Segment Open

PR #1046, opened 2022-11-25
Adding initial placer_star

gatecat:
This is an initial attempt to investigate whether the Star wirelength heuristic with timing additions as per [this thesis](https://atrium.lib.uoguelph.ca/xmlui/bitstream/handle/10214/21275/Martin_Timothy_202009_MSc.pdf) could give better results than the current bound2bound based HeAP placer.

Currently, the answer is no (although it's not really worse either on the small test so far), but there's plenty of further investigation remaining. And there might be more scope for parallelism than HeAP and other ideas to explore here too...

### DIFF
--- a/common/kernel/array2d.h
+++ b/common/kernel/array2d.h
@@ -1,0 +1,134 @@
+/*
+ *  nextpnr -- Next Generation Place and Route
+ *
+ *  Copyright (C) 2021-22  gatecat <gatecat@ds0.me>
+ *
+ *  Permission to use, copy, modify, and/or distribute this software for any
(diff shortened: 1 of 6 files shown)


cbalint13:
@gatecat

On similar topic here, not sure if you are aware of this recent work:
  * https://arxiv.org/abs/2210.08682
  * https://github.com/zslwyuan/AMF-Placer

gatecat:
Unfortunately didn't make much progress in getting any meanigful benefits from this, but I'm still going to look into other ways of improving placer QoR.

Issue #1062, opened 2022-12-15
Main analytical placer runs does not (seem to) make progress after modest increase in logic


arjenroodselaar:
I am working on a design using a LFE5U45-CABGA554 which is approaching ~60% of the available LUT resources. It seems like the logic is getting harder to place as small changes to the design may cause the main analytical phase of the HeAP placer to seemingly not make progress. It may complete one or two iterations, which on a successful run take about 5 seconds each, but more often than not run until I stop the process (I let it run overnight once without reaching a solution, for a total of almost 7 hours). With some patience I can find a seed value where the placer will run to completion and the design closes timing, but which seeds works changes each time I make changes to the design.

The device utilization is currently as follows:

```
Info: Device utilisation:
Info:             TRELLIS_IO:   142/  245    57%
Info:                   DCCA:     1/   56     1%
Info:                 DP16KD:     2/  108     1%
Info:             MULT18X18D:     0/   72     0%
Info:                 ALU54B:     0/   36     0%
Info:                EHXPLLL:     0/    4     0%
Info:                EXTREFB:     0/    2     0%
Info:                   DCUA:     0/    2     0%
Info:              PCSCLKDIV:     0/    2     0%
Info:                IOLOGIC:     0/  160     0%
Info:               SIOLOGIC:     0/   85     0%
Info:                    GSR:     0/    1     0%
Info:                  JTAGG:     0/    1     0%
Info:                   OSCG:     0/    1     0%
Info:                  SEDGA:     0/    1     0%
Info:                    DTR:     0/    1     0%
Info:                USRMCLK:     0/    1     0%
Info:                CLKDIVF:     0/    4     0%
Info:              ECLKSYNCB:     0/   10     0%
Info:                DLLDELD:     0/    8     0%
Info:                 DDRDLL:     0/    4     0%
Info:                DQSBUFM:     0/   10     0%
Info:        TRELLIS_ECLKBUF:     0/    8     0%
Info:           ECLKBRIDGECS:     0/    2     0%
Info:                   DCSC:     0/    2     0%
Info:             TRELLIS_FF: 14703/43848    33%
Info:           TRELLIS_COMB: 28016/43848    63%
Info:           TRELLIS_RAMW:     0/ 5481     0%
```

Before I go off and read both the HeAP paper and try and instrument the code to determine what happens, a couple of questions:

[...]

PR #1066, opened 2022-12-18
Timeout when legal placement can't be found for cell

arjenroodselaar:
The `iter` variable used to generate a timeout if no valid placement can be found for a cell may get reset in https://github.com/YosysHQ/nextpnr/blob/78926b31db6dbfb465e2585ce0050bf93cb3e35c/common/place/placer_heap.cc#L930 The design in https://github.com/YosysHQ/nextpnr/issues/1062 contains a cell where the radius and ripup radius increase to 90 and after that it seems to never find a bel which satisfies the contraints. But the `notempty` label is consistently hit every 909 iterations while searching, causing `iter` to become 0 before it will ever trigger the timeout. The process will happily run for hours without going anywhere.

I think there is a reason this variable gets reset so a separate total is added to track the total number iterations allowing the timeout to be triggered. Note that this counter is only incremented when an actual coordinate is visited, allowing it to try up to 8 times the number of cells in the design.

With this patch applied the design in https://github.com/YosysHQ/nextpnr/issues/1062 properly errors providing the user with a clue that utilization may be too high.
```
Clock '$glbnet$clk_50m_fpga_refclk$TRELLIS_IO_IN' can be driven by:
 clk_50m_fpga_refclk$tr_io.O delay 0.000ns
Info: Placed 142 cells based on constraints.
Info: Creating initial analytic placement for 29349 cells, random placement wirelen = 2284884.
Info:     at initial placer iter 0, wirelen = 20720
Info:     at initial placer iter 1, wirelen = 13471
Info:     at initial placer iter 2, wirelen = 11056
Info:     at initial placer iter 3, wirelen = 11050
Info:     at iteration #1, type ALL: wirelen solved = 11382, spread = 318213, legal = 423187; time = 4.06s
ERROR: Unable to find legal placement for cell 'MUX_controller_ignition_controllers_27_hello_expired_count_r$write_1__VAL_2_LUT4_Z_2' after 128593 attempts, check constraints and utilisation.
0 warnings, 1 error
```

### DIFF
--- a/common/kernel/command.cc
+++ b/common/kernel/command.cc
@@ -189,6 +189,7 @@ po::options_description CommandHandler::getGeneralOptions()
     general.add_options()("placer-heap-critexp", po::value<int>(),
                           "placer heap criticality exponent (int, default: 2)");
     general.add_options()("placer-heap-timingweight", po::value<int>(), "placer heap timing weight (int, default: 10)");
+    general.add_options()("no-placer-timeout", "allow the placer to attempt placement without timeout");
 
 #if !defined(__wasm)
     general.add_options()("parallel-refine", "use new experimental parallelised engine for placement refinement");
@@ -327,6 +328,9 @@ void CommandHandler::setupContext(Context *ctx)
 
     if (vm.count("placer-heap-timingweight"))
         ctx->settings[ctx->id("placerHeap/timingWeight")] = std::to_string(vm["placer-heap-timingweight"].as<int>());
+
+    if (vm.count("no-placer-timeout"))
+        ctx->settings[ctx->id("placerHeap/noTimeout")] = true;
 
     if (vm.count("parallel-refine"))
         ctx->settings[ctx->id("placerHeap/parallelRefine")] = true;
--- a/common/kernel/command.cc
+++ b/common/kernel/command.cc
@@ -189,7 +189,8 @@ po::options_description CommandHandler::getGeneralOptions()
     general.add_options()("placer-heap-critexp", po::value<int>(),
                           "placer heap criticality exponent (int, default: 2)");
     general.add_options()("placer-heap-timingweight", po::value<int>(), "placer heap timing weight (int, default: 10)");
-    general.add_options()("no-placer-timeout", "allow the placer to attempt placement without timeout");
+    general.add_options()("placer-heap-cell-placement-timeout", po::value<int>(),
+            "allow placer to attempt up to the given number of iterations to place the cell (int, default: design size^2 / 8, 0 for no timeout)");
 
 #if !defined(__wasm)
     general.add_options()("parallel-refine", "use new experimental parallelised engine for placement refinement");
@@ -329,8 +330,9 @@ void CommandHandler::setupContext(Context *ctx)
     if (vm.count("placer-heap-timingweight"))
         ctx->settings[ctx->id("placerHeap/timingWeight")] = std::to_string(vm["placer-heap-timingweight"].as<int>());
 
-    if (vm.count("no-placer-timeout"))
-        ctx->settings[ctx->id("placerHeap/noTimeout")] = true;
+    if (vm.count("placer-heap-cell-placement-timeout"))
+        ctx->settings[ctx->id("placerHeap/cellPlacementTimeout")] =
+            std::to_string(std::max(0, vm["placer-heap-cell-placement-timeout"].as<int>()));
 
     if (vm.count("parallel-refine"))
         ctx->settings[ctx->id("placerHeap/parallelRefine")] = true;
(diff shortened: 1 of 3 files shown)


gatecat:
Unfortunately, one of the regression tests for ice40 is failing here, probably with a global buffer. The radius approach might need to be changed for seldom cells like this - I can look into this but it might be a few days.

arjenroodselaar:
Hmm.. I actually happen to have a iCE40 LP1K design which is at 78% utilization and also fails with this change applied. The cell it can't place (`txr_rx_channels_0_expect_idle_SB_DFFE_Q_DFFLC`) is not a global though (does not show up in the list of promoted signals), so finding an appropriate upper limit here may be less straightforward than it looks.

arjenroodselaar:
I took the naive approach and simply made the timeout much larger. The design in https://github.com/YosysHQ/nextpnr/issues/1062 tests about 1M iterations every 1-2 seconds on my machine and thus times out after about 5 minutes. I am sure we can bring this down, but given that I am not looking to create more work for you in the short term this seems like an improvement over never timing out. With this timeout both the attasoc smoketest and my LP1K design place as expected.

cbalint13:
> I took the naive approach and simply made the timeout much larger.

@arjenroodselaar 

Can a CLI switch be added to control this new timeout by users who might want override ? 
Also, a value of e.g -1 to preserve its infiniteness behaviour (with a small comment mentioning this).

arjenroodselaar:
@cbalint13 please disregard my last commit, I did not interpret your request correct. I'll look at this again with fresh eyes tomorrow morning, like I should have done in the first place.

common/kernel/command.cc
```diff
@@ -189,6 +189,7 @@ po::options_description CommandHandler::getGeneralOptions()
     general.add_options()("placer-heap-critexp", po::value<int>(),
                           "placer heap criticality exponent (int, default: 2)");
     general.add_options()("placer-heap-timingweight", po::value<int>(), "placer heap timing weight (int, default: 10)");
+    general.add_options()("no-placer-timeout", "allow the placer to attempt placement without timeout");
```
cbalint13, line 192: I would suggest to reflect the usage options text to users more clearly:
add_options()("placer-timeout", "....placer timeout.....,  XXXXX seconds default, -1 means disabled")

Feel free to do other default/no-default/counter/seconds variations.

cbalint13:
> @cbalint13 please disregard my last commit, I did not interpret your request correct. I'll look at this again with fresh eyes tomorrow morning, like I should have done in the first place.

@arjenroodselaar 
No problem.
Thanks for the commit, on my side I also found this quite useful !
I found it useful in context of [tuning parameters](https://github.com/cbalint13/nextpnr-anneal) (where some variations might run endlessly).

arjenroodselaar:
> > @cbalint13 please disregard my last commit, I did not interpret your request correct. I'll look at this again with fresh eyes tomorrow morning, like I should have done in the first place.
> 
> @arjenroodselaar No problem. Thanks for the commit, on my side I also found this quite useful ! I found it useful in context of [tuning parameters](https://github.com/cbalint13/nextpnr-anneal) (where some variations might run endlessly).

Oh neat! I've been thinking about a tuning script like this. We have one design in particular which will be "done" at some point and effectively put in ROM. Before doing so I was hoping to find some subset of parameters that would give us the most design margin (to account for device/temperature variation etc.) given the intended frequency of the design.

I think I understand what you're after. Let me make some changes.

common/kernel/command.cc
```diff
@@ -189,6 +189,8 @@ po::options_description CommandHandler::getGeneralOptions()
     general.add_options()("placer-heap-critexp", po::value<int>(),
                           "placer heap criticality exponent (int, default: 2)");
     general.add_options()("placer-heap-timingweight", po::value<int>(), "placer heap timing weight (int, default: 10)");
+    general.add_options()("placer-heap-cell-placement-timeout", po::value<int>(),
+            "allow placer to attempt up to the given number of iterations to place the cell (int, default: design size^2 / 8, 0 for no timeout)");
```
cbalint13, line 193: I believe your idea to control in terms of array (squared) is nice, but why not allow user control the divisor ?

```
  general.add_options()("placer-heap-cell-placement-timeout", po::value<int>(),
     "allow placer to attempt up to (design_size^2 / N) of iterations to place the cell 
      (int N, default: 8, 0 for no timeout)");
```

* So in this way we could end up: 
      N = 8 default, otherwise what user input,
   *  if N > 0 : (design_size^2) / N 
   *  if N = 0 : no-timeout

arjenroodselaar: Oh hmm.. sure, I hadn't considered that.

arjenroodselaar: Third time is a charm! This is much better than an absolute value, allowing a user to clamp down or run unlimited. Apologies for being slow to catch on here.

cbalint13 (approved):
Thanks for accounting my suggestion !
Still have to wait @gatecat final approval.

PR #1074, opened 2023-01-01
CXXify awooter (almost)

auramarua:
Unfortunately, even with setting the libraries to PUBLIC (not a desirable situation!) this branch does not yet fully link and execute, and getting the code generated into the right locations is a bit of a struggle to begin with. I am just quite stuck on the last few steps of making this build. I don't rightly understand CMake, which is part of the problem, and the other half of the problem is that Corrosion, the CMake helper in use, does not fully understand [cxx](https://cxx.rs).

I intend to revisit what cxx and the Corrosion helper is doing soon and assemble the final missing piece to make this actually build, link, and run, but you might better know the magick incantations, @Ravenslofty.


CMakeLists.txt
```diff
@@ -94,9 +94,10 @@ endif()
 
 if (AWOOTER)
     include(FetchContent)
-    FetchContent_Declare(Corrosion GIT_REPOSITORY https://github.com/corrosion-rs/corrosion.git GIT_TAG v0.3.0)
+    FetchContent_Declare(Corrosion GIT_REPOSITORY https://github.com/corrosion-rs/corrosion.git GIT_TAG master)
```
Ravenslofty, line 97: I think it'd be kind of inconvenient if some upstream change broke the build, which is why I specified a version rather than simply a branch.

CMakeLists.txt
```diff
@@ -312,7 +313,11 @@ foreach (family ${ARCH})
 
     # Link in awooter, if enabled.
     if (AWOOTER)
-        target_link_libraries(${PROGRAM_PREFIX}nextpnr-${family} PRIVATE awooter)
+        include_directories(common/route/awooter 
+            common/kernel/ common/place/ common/route/ "${family}/")
```
Ravenslofty, line 317: I'm not entirely sure about this; doesn't this duplicate the `aux_source_directories`? https://github.com/YosysHQ/nextpnr/blob/fc01f13cfde4e128c3a4c651636ade328d8d5eae/CMakeLists.txt#L257-L259

common/route/awooter/awooter.h
```diff
@@ -16,15 +16,26 @@
  *  OR IN CONNECTION WITH THE USE OR PERFORMANCE OF THIS SOFTWARE.
  *
  */
-
+#pragma once
```
Ravenslofty, line 19: This just duplicates the include guards, you don't need it.

common/route/awooter/awooter.h
```diff
@@ -16,15 +16,26 @@
...
 extern bool router_awooter(Context* ctx);
 
+uint64_t npnr_netinfo_users_leak(NetInfo &net, rust::Vec<PortRef> &vec) {
+    for (auto& item : net.users) {
+        vec.push_back(item);
+    }
+    vec.shrink_to_fit();
+    return vec.size();
+}
+
```
Ravenslofty, line 38: This kind of makes me uncomfortable; could you not just provide a prototype and keep the definition inside `awooter.cc`?

common/route/awooter/src/lib.rs
```diff
@@ -102,49 +135,46 @@ fn route(ctx: &mut npnr::Context, pressure: f32, history: f32) -> bool {
...
     let nets_str = nets.len().to_string();
     log_info!("Found {} nets\n", nets_str.bold());
 
     let mut count = 0;
-    for (&name, net) in nets.to_vec().iter() {
-        let _src = ctx.source_wire(**net);
-        let net = unsafe { net.as_mut().unwrap() };
+    for (&name, net) in &nets.nets {
+        // let _src = ctx.source_wire(net);
+        // let net = unsafe { net.as_mut().unwrap() };
```
Ravenslofty, line 144: Just delete them.

common/route/awooter/src/npnr.rs
```diff
@@ -0,0 +1,371 @@
...
+}
+
+unsafe impl Send for Nets {}
+unsafe impl Sync for Nets {}
+
+impl Nets {
+    /// Create a new store for the nets of a context.
+    ///
+    /// Note that this leaks memory created by nextpnr; the intention is this is called once.
+
```
Ravenslofty, line 265: Just delete it, since you inlined the code.

common/route/awooter/src/partition.rs
```diff
@@ -1376,14 +1373,16 @@ impl PipSelector {
             .flat_map(|pos| pips.get(&pos))
             .flat_map(|vec| vec.iter())
             .filter_map(|pip| {
-                if !ctx.pip_avail_for_net(*pip, raw_net) {
+                // checkPipAvailForNet should really have its NetInfo arg annotated as const,
+                // thus this dubious-looking cast and nonsense unsafety
+                if unsafe { !ctx.pip_avail_for_net(*pip, raw_net as *const _ as *mut _) } {
```
Ravenslofty, line 1378: You mean like in c62a947a2804c3027471b20815c7544e0fd698d0?

Ravenslofty (commented):
Better than I was expecting given the inevitable pain of FFI; I'm a bit confused about how some things now require mutability however.

CMakeLists.txt
auramarua: Most likely! I truly have no idea what I am doing with CMake.

CMakeLists.txt
auramarua: The Corrosion maintainer held back `corrosion_add_cxxbridge` from the v0.3.0 release for reasons I am not clear on (though given the number of issues that I have encountered and that have been opened against the repo, I can understand the reluctance). Supposedly it will land in a proper release by v0.4.0 which seems destined to arrive within a month or two.

In fixing the final cxx-build problems I may take a route that makes `corrosion_add_cxxbridge` temporarily irrelevant, which would be one way of getting rid of tagging master.

common/route/awooter/src/partition.rs
auramarua: ...as it turns out, yes!

common/route/awooter/awooter.h
auramarua: It apparently did not need to be exposed at all? Unsure. May revisit this after the rebase.

common/route/awooter/src/partition.rs
auramarua: Since it's not `const T& const`, that only gets us to matching `*const NetInfo` according to cxx. I still removed the lamentation from the comments since a cast to `*const _` is accordingly less peculiar.

common/route/awooter/awooter.cc
```diff
@@ -183,63 +171,46 @@ extern "C" {
...
+        return wires.size();
     }
 
+    size_t npnr_netinfo_users_leak(NetInfo &net, rust::Vec<PortRef> &vec) {
+        for (auto& item : net.users) {
+            vec.push_back(item);
+        }
+        vec.shrink_to_fit();
+        return vec.size();
+    }
```
SpaceCat-Chan, line 196: these no longer leak memory, i would recommend renaming them here and in rust accordingly

auramarua:
The current linking problem was resolved by rearranging directories somewhat (awooter.cc was no longer in a CMake's `aux_source_directory` and thus awooter.cc had started to elude being built). It now fails at a different stage of linking because of undefined references to the bridge code instead of to awooter's own router function! This is most likely due to a failure to instantiate templates or an incorrect inclusion direction, but that is more easily solved by twiddling the arrangement of things now that the problem is obvious and the details of CMake are no longer the primary concern.

common/route/awooter/awooter.cc
```diff
@@ -126,30 +127,17 @@ extern "C" {
...
-    uint64_t npnr_context_get_pip_src_wire(const Context *const ctx, uint64_t pip) { return wrap(ctx->getPipSrcWire(unwrap_pip(pip))); }
-    uint64_t npnr_context_get_pip_dst_wire(const Context *const ctx, uint64_t pip) { return wrap(ctx->getPipDstWire(unwrap_pip(pip))); }
-    float npnr_context_estimate_delay(const Context *const ctx, uint64_t src, uint64_t dst) { return ctx->getDelayNS(ctx->estimateDelay(unwrap_wire(src), unwrap_wire(dst))); }
-    float npnr_context_get_pip_delay(const Context *const ctx, uint64_t pip) { return ctx->getDelayNS(ctx->getPipDelay(unwrap_pip(pip)).maxDelay()); }
-    float npnr_context_get_wire_delay(const Context *const ctx, uint64_t wire) { return ctx->getDelayNS(ctx->getWireDelay(unwrap_wire(wire)).maxDelay()); }
+    BelId npnr_belid_null() { return BelId(); }
+    WireId npnr_wireid_null() { return WireId(); }
+    PipId npnr_pipid_null() { return PipId(); }
+
+    float npnr_context_estimate_delay(const Context *const ctx, const WireId &const src,  const WireId &const dst) { return ctx->getDelayNS(ctx->estimateDelay(src, dst)); }
```
gatecat, line 134: the first `const` in `const Context *` is definitely needed to signify that the object pointed to can't be modified (i.e. the pointer is an immutable reference) but is the `*const` - after the `*` really needed too? the pointer itself is passed by value

Ravenslofty:
I think given that the Rust bindings got merged upstream this can be closed, especially since the manual approach is at least much easier to integrate into the nextpnr build system.

PR #1076, opened 2023-01-04
ECP5: Add DSP signal remapping

adamgreig:
Apologies if the below is already well known to people, but a bit of ECP5 background for this PR:

In ECP5, the DSP tiles are grouped into blocks of 9 tiles on the same row, each block containing two slices, and each slice containing two MULT18X18D and one ALU54B. Each register in those multipliers and ALU units can have their clock selected from one of four clock ports CLK0..3, and similarly for CE and RST. Those ports are then connected to external signals on a per-unit basis, which means you can write HDL that has one MULT18X18D's CLK0 connected to one clock signal, and a second MULT18X18D with CLK0 connected to a different signal. Those two MULT18X18Ds may end up in the same block, if manually placed, or because the packer wanted to, or because they feed the same ALU.

However, each DSP block only has one actual external connection per CLK/CE/RST signal, so all CLK0s within a block must be the same external signal. Currently this isn't checked, and instead the router will either run forever or fail with an unconnectable signal error. If all the DSPs are being placed manually it's possible for the end user to rejig signals to avoid this problem, but because there are two slices per block, I found it was common to have e.g. two independent MACs (two MULT and an ALU each) packed into the same block by the packer. If those MACs had independent reset signals using the same name, routing would fail.

It turns out that Diamond works around this problem by automatically (and silently) remapping these signals. For example, if ALU1 and ALU2 in the same block both use RST0 for some registers, but both connect their RST0 port to different external signals, Diamond will change one of them to use RST1 for those registers and connect the signal to RST1 instead. If more than four distinct RST signals are used in a block, it errors out instead, since it's not possible to remap them all.

This PR implements equivalent logic. `Arch::isBelLocationValid` is updated to check that no more than four distinct CLK/CE/RST signals are used per DSP block, and `Arch::place` is updated to perform the remapping.

I've tested this on a variety of synthetic and real designs, including the one that led me to find the problem in the first place, and it seems to work as expected, and gives the same results as Diamond. I wrote this back in November so it's not as fresh in my mind any more but I only just got around to putting together a PR for it. Hopefully the code is reasonably self explanatory but of course I'm happy to discuss and update it as you see fit!


ecp5/arch_place.cc
```diff
@@ -190,20 +190,273 @@ bool Arch::isBelLocationValid(BelId bel, bool explain_invalid) const
...
+            size_t j = std::distance(
+                ports.cbegin(),
+                std::find(ports.cbegin(), ports.cend(), remap_ports[i]));
+            if (j != ports.size()) {
+                new_clk_div_props[j] = param->second;
+            }
+        }
+
+        for (size_t i = 0; i < 4; i++) {
+            if (new_clk_div_props[i].is_string) {
```
gatecat, line 443: would just like to double check what this `is_string` is about? I think it's just checking if `new_clk_div_props[i]` has been set (it will be false if it hasn't), if I understand this correctly maybe `if (new_clk_div_props[i] == Property())` would be cleaner?

gatecat:
Thanks, this is useful to have and really well written, much appreciated! Just one small comment left.

ecp5/arch_place.cc
adamgreig: Yep, it's just checking whether `new_clk_div_props[i]` was set in the previous loop. I think I just had `is_string` in my head from the previous chunk where I do actually access properties as strings. The only valid settings for this property are `"ENABLED"` and `"DISABLED"` so I guess it would always be a string, but nevertheless your suggestion is neater.

I think you mean `if (new_clk_div_props[i] != Property())` (`!=` instead of `==`)?

gatecat: Thanks for confirming - and yes, I did mean `!=`...

adamgreig: I've updated the PR with this change, thanks!

gatecat (approved):

PR #1081, opened 2023-01-24
use eigen as an IMPORTED target in CMake

danc86:
Eigen considers the EIGEN3_INCLUDE_DIRS and EIGEN3_DEFINITIONS variables to be deprecated and they will no longer be exported in the next release after 3.4.0:
https://gitlab.com/libeigen/eigen/-/commit/f2984cd0778dd0a1d7e74216d826eaff2bc6bfab

Use the IMPORTED target instead, which seems to be the preferred way of consuming third-party CMake libraries.


gatecat:
Thanks!

PR #1086, opened 2023-01-29
ice40: Improve `output` handling vs pull-ups and undriven

smunaut:
Previously if a port was declared as `output`, there would be two issues :

 - In all cases, the pull up settings from the PCF wouldn't be applied, even if there was a `TBUF`
 - If the port was bound to a constant net `x` or `z`, this would end up as PIN_TYPE `0110_01` ( `PIN_OUTPUT` ) with `D_OUT_0` no connection, which would result in the pin being actively driven.  ( And AFAICT it could be driven to either 0 or 1 depending on its position in the IO tile ? Although I have yet to reconfirm this ).

This fixes both of theses.

I'm marking this as Draft because I don't have access to hardware ATM to double check everything ... will do during the week, but still open for code review if anyone has comments.


gatecat (approved):
LGTM, unfortunately I'm also traveling so you'll probably get a chance to test it on hw before me.

smunaut:
Just confirmed it works on hardware as I'd expect it to.

PR #1087, opened 2023-01-30
gowin: Add PLL support for the GW1NR-9 chip

yrabbit:
And also unified the fixing of PLL to bels: the point is that PLL being at a certain location has the possibility to use a direct implicit wire to the clock source, but once we decide to use this direct wire, the PLL can no longer be moved.


gowin/arch.h
```diff
@@ -530,6 +531,14 @@ enum
 };
 }
 
+namespace PLL { // fixed PLL locations
+enum
```
gatecat, line 535: why not use an `enum class`?

yrabbit: Yes, it makes sense.

PR #1089, opened 2023-02-01
ice40: Add support for PLL ICEGATE function

smunaut:
Technically you can enable it independently on CORE and GLOBAL output, but this is not exposed in the classic primitive, so we do the same as icecube2 and enable/disable it for both output path depending on the argument


smunaut:
AFAICT the CI issues are because you need the matching icestorm update to add the new bits in the icebox DB.

gatecat:
Do you think you could make it not fail with older icebox unless the bits are actually used, to save people figuring out why things have broken?

smunaut:
Would this be ok ? 

Basically if we try to set any unknown ec bit to zero, then instead of asserting, we just print a warning.

```diff
diff --git a/ice40/bitstream.cc b/ice40/bitstream.cc
index 6794ecca..c150b9a7 100644
--- a/ice40/bitstream.cc
+++ b/ice40/bitstream.cc
@@ -153,7 +153,10 @@ static void set_ec_cbit(chipconfig_t &config, const Context *ctx, const BelConfi
             return;
         }
     }
-    NPNR_ASSERT_FALSE_STR("failed to config extra cell config bit " + name);
+    if (value)
+        NPNR_ASSERT_FALSE_STR("failed to config extra cell config bit " + name);
+    else
+        log_warning("failed to config extra cell config bit %s to zero (ignored, maybe update icestorm ?)", name.c_str());
 }
 
 void configure_extra_cell(chipconfig_t &config, const Context *ctx, CellInfo *cell,
```

ice40/bitstream.cc
```diff
@@ -153,7 +153,11 @@ static void set_ec_cbit(chipconfig_t &config, const Context *ctx, const BelConfi
             return;
         }
     }
-    NPNR_ASSERT_FALSE_STR("failed to config extra cell config bit " + name);
+    if (value)
+        NPNR_ASSERT_FALSE_STR("failed to config extra cell config bit " + name);
+    else
+        log_warning("failed to config extra cell config bit %s to zero (ignored, maybe update icestorm ?)",
```
gatecat, line 159: the log warning needs a \n at the end

smunaut: ack

PR #854, opened 2015-08-10
Initial commit of the metrics-collectd plugin.

timezra:
This is a pull request for adding a new metrics reporter that uses the collectd binary protocol over UDP (https://github.com/dropwizard/metrics/issues/853).
I have been in a situation where I funnel many of my application and reporting metrics through a 3rd-party tool (which has an input codec for collectd over UDP along with a bunch of other protocols), and there appears to be a conflict between the UDP listener that gathers collectd data from the standard collectd plugins and both the listener for metrics logs or the graphite listener that pulls in metrics data from the graphite reporter.
This collectd reporter is an attempt to put metrics data and collectd data on even footing when it is pulled into a 3rd-party tool.
Perhaps someone else will find it useful as well.

PR #871, opened 2015-10-10
870: collectd reporter

dernasherbrezon:
Essentially it is the same as graphite udp reporter but implements collectd protocol.


ryankennedy:
It might be good to pull either/both this and #854 as Google Cloud Platform supports collectd with Compute Engine, which is relatively easy to get up and running with Dropwizard. I can try to engage some folks at Google if it would be helpful.

ryantenney:
@ryankennedy I didn't realize, that's good to know, thanks!

ryantenney:
Thanks!

PR #875, opened 2015-10-14
Remove usage of Unsafe

ryantenney:
Thanks to @ikedahi for making me aware of AtomicLongFieldUpdater.

Seems to be a small-ish performance hit, 92,000,000 ops/s now vs 105,000,000 ops/s before.


ikedahi:
That's a subtle performance hit :(
I'm not sure whether that is worth or not.

ryantenney:
I've created PR #876 which selects the best LongAdder implementation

Segment Closed

> _To do_
Could you copy each line in the listing above that includes the word "AFAICT"?

> _Result for this task_
 - If the port was bound to a constant net `x` or `z`, this would end up as PIN_TYPE `0110_01` ( `PIN_OUTPUT` ) with `D_OUT_0` no connection, which would result in the pin being actively driven.  ( And AFAICT it could be driven to either 0 or 1 depending on its position in the IO tile ? Although I have yet to reconfirm this ).
AFAICT the CI issues are because you need the matching icestorm update to add the new bits in the icebox DB.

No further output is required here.